Issue #3353, opened 2014-11-19
ReQL proposal: string templating


marshall007:
String building is a bit of a pain right now, at least in the JS driver. This is loosely related to #3048.

``` js
r.table('foo').map({
  id: r.row('id'),
  bars: r.http(r.add(r.args(['http://example.com/foos/', r.row('id'), '/bars?type=', r.row('type')])))
})
```

It would be nice to have something like this:

``` js
r.table('foo').map({
  id: r.row('id'),
  bars: r.http(r.fmt('http://example.com/foos/{id}/bars?type={type}', r.row))
})
```

marshall007:
Here's a quick and dirty client-side implementation I've been using in case anyone else finds it useful:

```js
r.fmt = function (template, params) {
  var parts = template.split(/(\{\w+\})/g).map(function (part) {
    if (part.indexOf('{') === 0) {
      var name = part.slice(1, -1);
      return params(name).coerceTo('string');
    }
    return part;
  });
  
  return r.add(r.args(parts));
};
```

Example usage:

```js
r.fmt('http://example.com/foos/{id}/bars?type={type}', r.expr({
  id: 123,
  type: 'tag'
}))
// => "http://example.com/foos/123/bars?type=tag"
```

danielmewes:
@marshall007 That's a very neat work-around!

PR #7066, opened 2022-05-08
Gabor/add reql fmt

gabor-boros:

### Description

This PR resolves https://github.com/rethinkdb/rethinkdb/issues/3353 by adding the mentioned `r.fmt` command. The command formats the template string, passed as the first parameter, using the object provided as the second parameter.

### Related PRs

* https://github.com/rethinkdb/rethinkdb/pull/7065
* https://github.com/rethinkdb/docs/pull/1332

### Limitations

* The object must have `string` keys and `string` values.

### Questions

* Should we support `int` and `double` in the object? If yes, what would be the expected way of lexical casting of doubles to strings withouth adding extra trailing zeros or truncating the doubles?

### Leftovers

_The drivers shouldn't release `fmt` support until 2.5.0._

- [ ] Implement `fmt` in the Javascript driver
- [ ] Implement `fmt` in the Python driver (cc: @lsabi)
- [ ] Implement `fmt` in the Java driver (cc: @adriantodt)
- [ ] Implement `fmt` in the Ruby driver (cc: @tinco)

Other (maintained) drivers:

- [ ] Implement `fmt` in the Go driver (cc: @CMogilko)
- [ ] Implement `fmt` in the Typescript driver (cc: @atassis)


srh:
Is it going to be `r.fmt` or `r.format`?

I would expect it to support non-string values and use `r.coerceTo('string')`.

src/rdb_protocol/terms/string.cc
```diff
@@ -125,6 +127,55 @@ class match_term_t : public op_term_t {
...
+                while (pos + param_end < templ.size() && templ[pos + param_end] != '}') {
+                    param.push_back(templ[pos + param_end]);
+                    ++param_end;
+                }
+
+                const datum_string_t datum_param {datum_string_t(param)};
+                if (params.count(datum_param)) {
+                    formatted += params.at(datum_param).as_str().to_std();
+                } else {
+                    formatted += param;
```
srh, line 165: This is highly questionable fallback behavior.  It think we should throw an error if the field is absent.

If some kind of field-or-fallback-if-doesn't-exist logic is desired, it could be specified in the format syntax, or the user could r.merge the document into an object with default values.

src/rdb_protocol/terms/string.cc
```diff
@@ -125,6 +127,55 @@ class match_term_t : public op_term_t {
...
+        std::map <datum_string_t, datum_t> params{};
+        for (size_t i = 0; i < datum.obj_size(); ++i) {
+            const auto datum_pair{datum.get_pair(i)};
+            rcheck_target(&datum_pair.second, datum_pair.second.get_type() == datum_t::R_STR,
+                          base_exc_t::LOGIC,
+                          strprintf("Cannot call `%s` on objects of type `%s`.",
+                                    name(), datum_pair.second.get_type_name().c_str()));
+
+            params.insert(datum_pair);
+        }
```
srh, line 148: I don't see why we should copy out all the objects from the datum.  Instead, just use get_field on the datum.

Also, if we were to mandate all formatted fields be strings (or some other requirement), why should we mandate all the properties be strings and not just the ones we're formatting?  Generally, I think people might pass in documents that are not specially trimmed for the format command.

src/rdb_protocol/terms/string.cc
```diff
@@ -125,6 +127,55 @@ class match_term_t : public op_term_t {
...
+        std::string formatted{};
+        for (size_t pos = 0; pos < templ.size(); ++pos) {
+            if (templ[pos] == '{') {
+                size_t param_end {1};
+                std::string param {};
+
+                while (pos + param_end < templ.size() && templ[pos + param_end] != '}') {
+                    param.push_back(templ[pos + param_end]);
+                    ++param_end;
+                }
```
srh, line 159: A bug here is that if we reach the end of the format string without reaching a closing brace, we'd still try doing the formatting.

Also, if we have a string with extra curly braces, like `{abc{def}` it would try formatting with `abc{def`.  This is probably a user error.  You might want to carefully specify what characters are allowed inside a formatting specifier.

src/rdb_protocol/terms/string.cc
```diff
@@ -125,6 +127,55 @@ class match_term_t : public op_term_t {
...
+
+                const datum_string_t datum_param {datum_string_t(param)};
+                if (params.count(datum_param)) {
+                    formatted += params.at(datum_param).as_str().to_std();
+                } else {
+                    formatted += param;
+                }
+
+                pos += param_end;
```
srh, line 168: If `templ[pos + param_end]` is `'}'`, this means we would include `}` in the formatted string instead of skipping past it, so there is a bug here.

src/rdb_protocol/terms/string.cc
srh: Similarly, we probably want to prohibit stray `}` characters in the format string.  Or at least think about it.

srh (changes requested):
There are some bugs, and I think the treatment of format strings with unmatched curly braces is bad.

srh:
> Is it going to be r.fmt or r.format?

You wrote format or FORMAT the whole time in the code, which is why I'm asking.  I think r.format would be fine.

src/rdb_protocol/terms/string.cc
gabor-boros: That's a fair point. I'll refactor it to throw an error instead.

src/rdb_protocol/terms/string.cc
gabor-boros: Oh! I missed the get_field. Also, fair point to validate only necessary params.

If we would coerce the params to strings how would you do that to not loose/add extra precision for doubles?

src/rdb_protocol/terms/string.cc
gabor-boros: Thinking about it again, allowing missing closing brackets isn't a good idea. Will refactor this too.

src/rdb_protocol/terms/string.cc
gabor-boros: The } is not included in the param name as the while loop wont enter and increment the param_end variable. Or did I overlook something?

gabor-boros:
Thank you for the review, @srh . I'll go through the suggestions in the upcoming days. Also, I'll use the r.format version instead of r.fmt. That seems a bit more correct to me.

gabor-boros:
@srh except coercing all comments are addressed. The error message wording is probably not the best, but I'm opened for any suggestions.

**Regarding the coercing**

As I figured out, we could probably use the `minidriver` to evaluate the following, but I'm struggling how to properly do that. Do you have any suggestions?

```cpp
datum_t field = datum.get_field(datum_string_t{param_name});
r.expr(field).coerce_to("STRING")
```

gabor-boros:
Now, this is ready for review.

src/rdb_protocol/terms/string.cc
srh: Oh, I overlooked that the for loop itself increments with `++pos`.

src/rdb_protocol/terms/string.cc
```diff
@@ -125,6 +127,64 @@ class match_term_t : public op_term_t {
...
+                       base_exc_t::LOGIC,
+                       "Parameter tag must be closed");
+
+                minidriver_t r{src_term.bt()};
+                datum_t field{datum.get_field(datum_string_t{param_name})};
+                counted_t<const term_t> term = compile_term(
+                        compile_env,
+                        r.expr(field).coerce_to("STRING").root_term());
+
+                formatted += term->eval(env)->as_datum().as_str().to_std();
```
srh, line 172: This will copy the string in the result twice.  Instead, this line could use `formatted.append(result.data(), result.size())` to avoid the extra copy.

src/rdb_protocol/terms/string.cc
```diff
@@ -125,6 +127,64 @@ class match_term_t : public op_term_t {
...
+
+                    param_name.push_back(next_char);
+                    ++param_end_pos;
+                }
+
+                rcheck(pos + param_end_pos != template_length,
+                       base_exc_t::LOGIC,
+                       "Parameter tag must be closed");
+
+                minidriver_t r{src_term.bt()};
```
srh, line 166: The `raw_term_t` parameter to the class constructor gets passed up to the `runtime_term_t` base class, and that calls bt() and passes the backtrace id to the `bt_rcheckable_t` base class.  So this could call `backtrace()` instead of `src_term.bt()`.

We should get rid of `src_term` and use `backtrace()`.

src/rdb_protocol/terms/string.cc
```diff
@@ -125,6 +127,64 @@ class match_term_t : public op_term_t {
...
+                datum_t field{datum.get_field(datum_string_t{param_name})};
```
srh, line 167: A question here, also with coerceTo('STRING'), is what behavior we want if both the format string has parse errors, and some early fields are missing.  Do we want to parse the whole format string first, and produce an error that there is an invalid format string?  Or is having errors on field lookups or coerceTo('STRING') behavior (if that can error) desirable?

src/rdb_protocol/terms/string.cc
gabor-boros: 👍 Good tip, fixing soon.

src/rdb_protocol/terms/string.cc
gabor-boros: Oh, I didn't realize it's available. Replacing the call soon.

src/rdb_protocol/terms/string.cc
gabor-boros: I think throwing an error on the case whichever happens first is desirable and expected.

If someone wants to format the content of _War and Peace_ from Tolstoy in a way that it adds a pre- and postfix to the book's content, and the first parameter is missing, we don't want to parse the whole text if we already know there is an error. So we raise an error at the time we realize a parameter is missing (, obviously, we cannot do much about the case if the suffix is missing). My thinking is the same for `coerceTo`, if we know we cannot coerce the field for some reason, we should let the caller know it as soon as possible.

srh: If the format string has parse errors, we would be saving work by not coercing some of the parameters before finding the parse error.

But I'm not concerned about the performance here.  What I'm concerned about is providing a useful error message to the user, and avoiding behavior changes in the future.

srh:
We might also want to reserve a character for use in format strings for use in specifying how the data is formatted.  C# uses `,` and `:`, while Rust uses `:`.  It might be that `:` is used in some field names.  Maybe there is a better character to use.

We might also want to reserve `.` to allow `field.subfield` syntax in the future.

src/rdb_protocol/terms/string.cc
srh: `to_std()` is what creates the copy here.  What I meant was something like

```
datum_string_t result = term->eval(env)->as_str();  // Or use ->as_datum(), then use a const datum_string_t& variable?
formatted.append(result.data(), result.size());
```

Note that `val_t` says to prefer `val_t::as_str()` with its comment, "prefer the forms below".  It's unclear to me why, but it catches the `datum_exc_t` and turns it into an `rfail`.

gabor-boros: @srh The copying issue is resolved by [45d0277](https://github.com/rethinkdb/rethinkdb/pull/7066/commits/45d02778807a2036b46433c0ced945e689d2d31a). Regarding the formatting and https://github.com/rethinkdb/rethinkdb/pull/7066#issuecomment-1133498128, what would you suggests?

In terms of keeping characters for formatting, I would personally prefer the colon approach or percent sign. These two characters are rarely used in document keys -- I hope -- and both are used by other languages like Python (`%`), Rust (`:`), Java (`%`), etc.

As of error messages, what are you suggesting? Should we parse the whole template string before trying to look for parameter replacements?

src/rdb_protocol/terms/string.cc
```diff
@@ -125,6 +127,66 @@ class match_term_t : public op_term_t {
...
+                       "Parameter tag must be closed");
+
+                const datum_t &field{datum.get_field(datum_string_t{param_name})};
+
+                minidriver_t r{backtrace()};
+                counted_t<const term_t> term = compile_term(
+                        compile_env,
+                        r.expr(field).coerce_to("STRING").root_term());
+
+                const datum_string_t &result{term->eval(env)->as_str()};
```
srh, line 173: This should be not a const reference.  The existing code is not broken, but making it a const reference offers no advantage, because the return value of as_str() is returned by value and will be copy-elided or at worst move-constructed into the local.

Using a const reference for the variable type has a downside, too: it looks like there *might* be a bug.  What if eval(env) returned a temporary but `as_str()` returned a const reference pointing into its parameter?  That's generally plausible.  In that case, the temporary would get destructed and `result` would be pointing into freed memory.  If the return type of `as_str()` was changed in the future, then there would be a bug.  So this line increases the rate of bugs by some small number.

Generally, you don't want to have local variables be const references.  Unless there is something specific you want to accomplish.

```suggestion
                const datum_string_t result{term->eval(env)->as_str()};
```

src/rdb_protocol/terms/string.cc
```diff
@@ -125,6 +127,66 @@ class match_term_t : public op_term_t {
...
+
+                    param_name.push_back(next_char);
+                    ++param_end_pos;
+                }
+
+                rcheck(pos + param_end_pos != template_length,
+                       base_exc_t::LOGIC,
+                       "Parameter tag must be closed");
+
+                const datum_t &field{datum.get_field(datum_string_t{param_name})};
```
srh, line 166: Also, get_field returns a datum_t, so having this be a `const datum_t &` reference doesn't avoid any copying.  The same comment about safety does not apply as strongly (because `datum` is not a temporary) but we still do not want a gratuitous reference.

```suggestion
                const datum_t field{datum.get_field(datum_string_t{param_name})};
```

src/rdb_protocol/terms/string.cc
```diff
@@ -125,6 +127,66 @@ class match_term_t : public op_term_t {
...
+
+                minidriver_t r{backtrace()};
+                counted_t<const term_t> term = compile_term(
+                        compile_env,
+                        r.expr(field).coerce_to("STRING").root_term());
```
srh, line 171: Also, `field` *would* be copied an extra time here.  We could use `std::move(field)`.

But I double-checked and copying `datum_t` or a `datum_string_t` just increments a non-atomic refcount.  So there was no reason for me to be super concerned about one extra copy operation.

srh (changes requested):
Const reference nitpicking.

src/rdb_protocol/terms/string.cc
srh: Let me talk only about the error behavior issue here.

My question is, which error behavior is better?  Does it even matter?  The implementation might be fine.

srh:
> In terms of keeping characters for formatting, I would personally prefer the colon approach or percent sign. These two characters are rarely used in document keys -- I hope -- and both are used by other languages like Python (%), Rust (:), Java (%), etc.

What do you think nested fields might look like?

Maybe we should reserve an escape or quoting character that could be used for field names.

src/rdb_protocol/terms/string.cc
gabor-boros: > which error behavior is better? Does it even matter? 

Honestly speaking, I don't know which behaviour would be better. I think this is something that can be changed later on if the community prefers the other way around that we implement. I would leave it as it is now and change if someone has serious issues with this approach.

gabor-boros:
@srh 

> What do you think nested fields might look like?
> Maybe we should reserve an escape or quoting character that could be used for field names.

I had some time today to think about it, though I couldn't come up with a better idea. I think there are two questions:

* What character(s) do we want to reserve for later use for formatting?
* Do we want to support nested field access? If yes, how would we access the nested field?

> "What character(s) do we want to reserve for later use for formatting?"

The original proposal was to have a string replacement like this:

```js
// Replace the placeholder with string representation
r.format("Simple formatting: {x}", {"x": "})
```

To define formatting, we could use the `%`, `:`, or `,` sign, but using that could make the placeholder a bit unreadable:

```js
// Format the replacement as a floating point number v1
r.format("Temperature: {temp%f.2}", {temp: 32.123})

// Format the replacement as a floating point number v2
r.format("Temperature: {temp:f.2}", {temp: 32.123})

// Format the replacement as a floating point number v3
r.format("Temperature: {temp,f.2}", {temp: 32.123})
```

Out of the three the third variant, using `,`, maybe the most readable. Although I personally prefer `%` it is more important to keep the placeholder readable, so I'd say to reserve the `,` character.

> "Do we want to support nested field access? If yes, how would we access the nested field?"

If I understand correctly, this would be the usage example (assuming the subfield access character is `.`):

```js
// Replace the placeholder with string representation
r.format("Simple formatting: {x.y}", {x: {y: 1}})
```

Well, I would **not** support this. It could bring too many edge cases to the table. Consider the following example:

```js
r.format("Simple formatting: {x.y}", {"x.y": 1})
```

In this case, the key has the access character (`.`) in its name, furthermore, the value is not an object, but a number. Or even worse:

```js
r.format("Simple formatting: {x.y}", {"x.y": {y: 1}})
```

What would we render here? The key is `x.y`, but the value of `x.y` has a key `y` as well.

I would simply say that nested field's shouldn't be allowed as of now. If someone brings a proposal for solving all issues mentioned above, we could consider that, but I don't have a good proposal for solving the issue.

---

I went ahead and reserved the `,` character to reduce the number of iterations, though I'm opened for suggestions.

srh (approved):

src/rdb_protocol/terms/string.cc
```diff
@@ -125,6 +127,71 @@ class match_term_t : public op_term_t {
...
+                    char next_char{templ[pos + param_end_pos]};
+
+                    rcheck(next_char != '{',
+                           base_exc_t::LOGIC,
+                           "Nested template parameters are not allowed");
+
+                    // Reserve "," for later use to implement formatting
+                    rcheck(next_char != ':' && next_char != '\\',
+                           base_exc_t::LOGIC,
+                           strprintf("Formatting separator \"%c\" is not allowed in parameter name", next_char));
```
srh, line 161: Actually, one more thing.  The other error messages all use backtick characters for quoting variable names as well as user-supplied strings so it should be consistent with that.  Also, backslash isn't a formatting separator, so, I changed its message.

I looked and some rcheck lines had a trailing period character `.` on the error messages, but others did not.  So I guess that can go either way.

```suggestion
                    // Reserve ":" for later use to implement formatting, "\\" for escaping.
                    rcheck(next_char != ':',
                           base_exc_t::LOGIC,
                           strprintf("Formatting separator `%c` is not allowed in parameter name", next_char));
                    rcheck(next_char != '\\',
                           base_exc_t::LOGIC,
                           strprintf("Reserved escape character `%c` is not allowed in parameter name", next_char));

```

gabor-boros:
FTR: Before we merge the Python driver must be adjusted too.

gabor-boros:
The PR is rebased; I'll finish the PR after the next 2.4.x release.

gabor-boros:
@srh If I would want to fix the Python tests to work with the new driver implementation and Python 3, I would at least 4x the PRs size with somewhat irrelevant changes. How about the following?

- I move the second commit (674682082efa9067d683241fa72620e9aad9c562) to a separate PR where I update the repo to use Python 3
- I create a new __default__ branch from the current v2.4.x and call it `main`
- Then I merge this PR into `main` which will not affect the new 2.4.x release.

We already discussed the second one, but wanted to bring into your attention again as I've seen your plans to release a new 2.4.x version.

srh:
@gabor-boros I am hoping to get FreeBSD-related compilation fixes merged before forking the branches.

gabor-boros:
@srh 👌I'll wait for that to not interfere

srh:
Just reminding myself: after we break off the Python/test code changes and merge these, we will want to

- [ ] make driver changes
- [ ] update the JS driver in the admin UI in `old_admin` in a later PR

gabor-boros:
@srh Finally all the dependencies of this PR are done:

- https://github.com/rethinkdb/rethinkdb/pull/7065
- https://github.com/rethinkdb/docs/pull/1332
- https://github.com/rethinkdb/rethinkdb-javascript/pull/14
- https://github.com/rethinkdb/rethinkdb-python/pull/277
- https://github.com/rethinkdb/rethinkdb-ruby/pull/28

Two notes:

- the Python driver got a huge refactor (if you want to take a look, feel free to do so, but it is huge).
- the Java driver is not updated, on demand I can do that if nobody wants to (cc: @NotJustAnna maybe?)

At this point, I think we can merge this and all related PRs and decide what else to go into `v2.5.0`. What do you think?

srh:
Sure!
########################################
_Task to complete:_
Beginning with the line that contains "- https://github.com/rethinkdb/rethinkdb-ruby/pull/28", each line of the records above through the last one must be printed word for word.

_Exercise result:_
- https://github.com/rethinkdb/rethinkdb-ruby/pull/28

Two notes:

- the Python driver got a huge refactor (if you want to take a look, feel free to do so, but it is huge).
- the Java driver is not updated, on demand I can do that if nobody wants to (cc: @NotJustAnna maybe?)

At this point, I think we can merge this and all related PRs and decide what else to go into `v2.5.0`. What do you think?

srh:
Sure!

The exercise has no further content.